Press release |

MSF and Health Justice Initiative welcome J&J’s withdrawal of patents on lifesaving TB drug in South Africa

Today’s patent withdrawal is a result of an unprecedented investigation by South Africa’s Competition Commission into J&J 

Johannesburg/Geneva, 5 July 2024 


Last year, on 23 March 2023, a patent challenge initiated in 2019 in India by two tuberculosis (TB) survivors, Nandita Venkatesan from India, and Phumeza Tisile, a TB treatment activist from South Africa, was successful and resulted in the Indian Patent Office rejecting the US pharmaceutical corporation Johnson & Johnson’s (J&J) attempt to extend its monopoly in India on the TB drug bedaquiline, beyond the primary patent’s expiry of July 2023. This was a significant step towards opening up generic competition for this lifesaving TB drug. However, at the time, South Africa would not have been able to benefit from generic competition as J&J’s secondary patent would have enabled an extension of the corporation’s monopoly on bedaquiline in South Africa until 2027 – a tactic known as evergreening. The result of such “evergreening” would have blocked less expensive, generic bedaquiline from entering the country. 

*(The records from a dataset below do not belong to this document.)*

PR #819, opened 2021-06-29
pkg/utils: Move cmd utility functions to cmd

HarryMichal:
pkg/utils has been in Go Toolbox since its birth. Along the way it
accumulated a number of functions where a few of them are purely CLI
related. Since the majority of functions in the package are related to
some "deeper" functionality in Toolbox, it makes more sense to move the
selected few to package cmd. This will make pkg/utils a bit leaner and
create a dedicated space for cmd utility functions to live in.

In the process the error creation functions no longer require the
executableBase argument to be passed to them.

### DIFF
--- a/src/cmd/utils.go
+++ b/src/cmd/utils.go
@@ -1,0 +1,92 @@
+package cmd
+
+import (
+	"errors"
+	"fmt"
+	"os"
+	"os/exec"
+	"strings"
+	"syscall"
+)
+
+// askForConfirmation prints prompt to stdout and waits for response from the
+// user
+//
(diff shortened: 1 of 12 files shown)


HarryMichal:
recheck

src/cmd/utils.go
```diff
@@ -0,0 +1,92 @@
+package cmd
```
debarshiray, line 1: We are missing the copyright and license notices. See https://github.com/containers/toolbox/pull/924

HarryMichal: Good point! Forgot about it.

PR #823, opened 2021-07-03
pkg/podman: Print stderr of execs to system stderr when asked for

HarryMichal:
With this the logs (resp. stderr) of all invocations of Podman are shown
when the '--log-podman' option is set.

This change affects the behaviour of spinner which is now hidden when
the logging is turned on.

Depends on https://github.com/containers/toolbox/pull/826

### DIFF
--- a/src/pkg/podman/podman.go
+++ b/src/pkg/podman/podman.go
@@ -21,6 +21,7 @@ import (
 	"encoding/json"
 	"fmt"
 	"io"
+	"os"
 
 	"github.com/HarryMichal/go-version"
 	"github.com/containers/toolbox/pkg/shell"
@@ -33,6 +34,7 @@ var (
 
 var (
 	LogLevel = logrus.ErrorLevel
+	ShowLogs = false
 )
 
 // CheckVersion compares provided version with the version of Podman.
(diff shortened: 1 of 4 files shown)


src/pkg/podman/podman.go
```diff
@@ -320,15 +338,31 @@ func Start(container string, stderr io.Writer) error {
...
 
-	if err := shell.Run("podman", nil, nil, nil, args...); err != nil {
+	if err := shell.Run("podman", nil, nil, stderr, args...); err != nil {
 		return err
 	}
 
 	return nil
 }
+
+func setupStderrWriter(buffer io.Writer) io.Writer {
```
debarshiray, line 356: It will be better to put this inside `pkg/shell`, because we want the same behaviour for all spawned binaries. As a nice side-effect, it will make the change more self-contained and smaller.

debarshiray (commented):
Nice trick with `io.MultiWriter`!

Sadly, this will won't unbreak the progress bar from `podman pull` when run as `toolbox --verbose` because the standard error stream won't be connected to a file descriptor that's a terminal device. We should mention that in the commit message.

debarshiray:
Let's fold this into https://github.com/containers/toolbox/pull/787

PR #825, opened 2021-07-03
pkg/utils, cmd/create: Properly check reference being an ID

HarryMichal:
Turns out the braces do not need to be escaped. Let's fix it!

Method for matching strings against a regular expressions return
an error when the regular expressions is faulty. The first return value
tells if a match was found. So, we should check for a match and not for
an error.

### DIFF
--- a/src/pkg/utils/utils.go
+++ b/src/pkg/utils/utils.go
@@ -501,7 +501,7 @@ func HumanDuration(duration int64) string {
 
 // ImageReferenceCanBeID checks if 'image' might be the ID of an image
 func ImageReferenceCanBeID(image string) bool {
-	matched, err := regexp.MatchString("^[a-f0-9]\\{6,64\\}$", image)
+	matched, err := regexp.MatchString("^[a-f0-9]{6,64}$", image)
 	if err != nil {
 		panic("regular expression for ID reference matching is invalid")
 	}
--- a/src/pkg/utils/utils.go
+++ b/src/pkg/utils/utils.go
@@ -500,9 +500,12 @@ func HumanDuration(duration int64) string {
 }
 
 // ImageReferenceCanBeID checks if 'image' might be the ID of an image
-func ImageReferenceCanBeID(image string) (bool, error) {
+func ImageReferenceCanBeID(image string) bool {
 	matched, err := regexp.MatchString("^[a-f0-9]\\{6,64\\}$", image)
-	return matched, err
+	if err != nil {
+		panic("regular expression for ID reference matching is invalid")
+	}
+	return matched
 }
 
 func ImageReferenceGetBasename(image string) string {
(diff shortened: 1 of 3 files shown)


src/pkg/utils/utils.go
```diff
@@ -500,9 +500,12 @@ func HumanDuration(duration int64) string {
 }
 
 // ImageReferenceCanBeID checks if 'image' might be the ID of an image
-func ImageReferenceCanBeID(image string) (bool, error) {
-	matched, err := regexp.MatchString("^[a-f0-9]\\{6,64\\}$", image)
-	return matched, err
+func ImageReferenceCanBeID(image string) bool {
+	matched, err := regexp.MatchString("^[a-f0-9]{6,64}$", image)
+	if err != nil {
+		logrus.Debugf("failed to match regexp for ID reference: %v", err)
```
debarshiray, line 506: I'd use a `panic` here. An error can only be thrown if the regular expression is faulty, which would be a programmer error, not a run-time condition.

debarshiray (changes requested):
Good catch!

I wish https://golang.org/pkg/regexp/#MatchString said this clearly upfront. However, the sample code seems to indicate that an error is only thrown if the regular expression is invalid.

src/pkg/utils/utils.go
HarryMichal: Fixed.

src/pkg/utils/utils_test.go
```diff
@@ -0,0 +1,74 @@
+/*
+ * Copyright © 2019 – 2021 Red Hat Inc.
```
debarshiray, line 2: This should just be 2021. The range starts from the year the file (or the code in it) was created.

src/pkg/utils/utils.go
```diff
@@ -500,9 +500,12 @@ func HumanDuration(duration int64) string {
 }
 
 // ImageReferenceCanBeID checks if 'image' might be the ID of an image
-func ImageReferenceCanBeID(image string) (bool, error) {
-	matched, err := regexp.MatchString("^[a-f0-9]\\{6,64\\}$", image)
-	return matched, err
+func ImageReferenceCanBeID(image string) bool {
+	matched, err := regexp.MatchString("^[a-f0-9]{6,64}$", image)
```
debarshiray, line 504: Ah, I missed the change in the escaping.

This is potentially an actual behavioral change, so we should put it in a separate commit. Especially because regular expressions are really weird. eg., `grep` differentiates between so-called basic and extended regular expressions where the characters `?`, `+`, `{`, `|`, `(` and `)` need or need not be escaped.

debarshiray (changes requested):
Thanks for updating the pull request!

src/pkg/utils/utils_test.go
HarryMichal: Ah, right.

src/pkg/utils/utils.go
HarryMichal: I moved the change to a separate commit.

PR #826, opened 2021-07-03
cmd: Add function to determine if a spinner can be started

HarryMichal:
The logic for determining if a spinner can be started is non-trivial and
hard to replicate.

### DIFF
--- a/src/cmd/utils.go
+++ b/src/cmd/utils.go
@@ -1,0 +1,33 @@
+/*
+ * Copyright © 2019 – 2021 Red Hat Inc.
+ *
+ * Licensed under the Apache License, Version 2.0 (the "License");
+ * you may not use this file except in compliance with the License.
+ * You may obtain a copy of the License at
+ *
+ *    http://www.apache.org/licenses/LICENSE-2.0
+ *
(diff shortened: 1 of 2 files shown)


src/cmd/utils.go
```diff
@@ -0,0 +1,33 @@
...
+package cmd
+
+import (
+	"os"
+
+	"github.com/sirupsen/logrus"
+	"golang.org/x/crypto/ssh/terminal"
+)
+
+func canStartSpinner() bool {
```
debarshiray, line 26: The spinner is only used in `src/cmd/create.go`, so this function should go in that file.

debarshiray (changes requested):
Is this still important with the current state of https://github.com/containers/toolbox/pull/787 ?  At least it needs a rebase.

src/cmd/utils.go
HarryMichal: I'd rather put it into `src/cmd/utils.go` because it isn't strictly related to the `create` command.

HarryMichal:
> Is this still important with the current state of #787 ? At least it needs a rebase.

I'd merge it anyway. There's always the possibility of us adding a new spinner.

Since June 2023, South Africa was buying bedaquiline directly from J&J at 5577 rand (US$306) for a 6-month course per person, while countries procuring through the GDF (which South Africa cannot procure through) were paying less than half this price, at 2,446 rand ($134) for a 6-month course (without potential local charges, e.g. VAT).  

On 15 September 2023, the South African Competition Commission launched an investigation into J&J's evergreening patenting practices and anti-competitive pricing conduct. Almost immediately in September 2023, J&J announced that it would not enforce its secondary patents in 134 LMICs, including South Africa. Now, following the result of the Competition Commission’s investigation initiation, J&J is not just lowering its price, but will withdraw the related secondary patents in South Africa, a move which Médecins Sans Frontières/Doctors Without Borders (MSF) and the Health Justice Initiative (HJI) welcomed as a significant step to increase access to affordable bedaquiline in South Africa, a benefit to the hundreds of thousands of people affected by TB in South Africa. 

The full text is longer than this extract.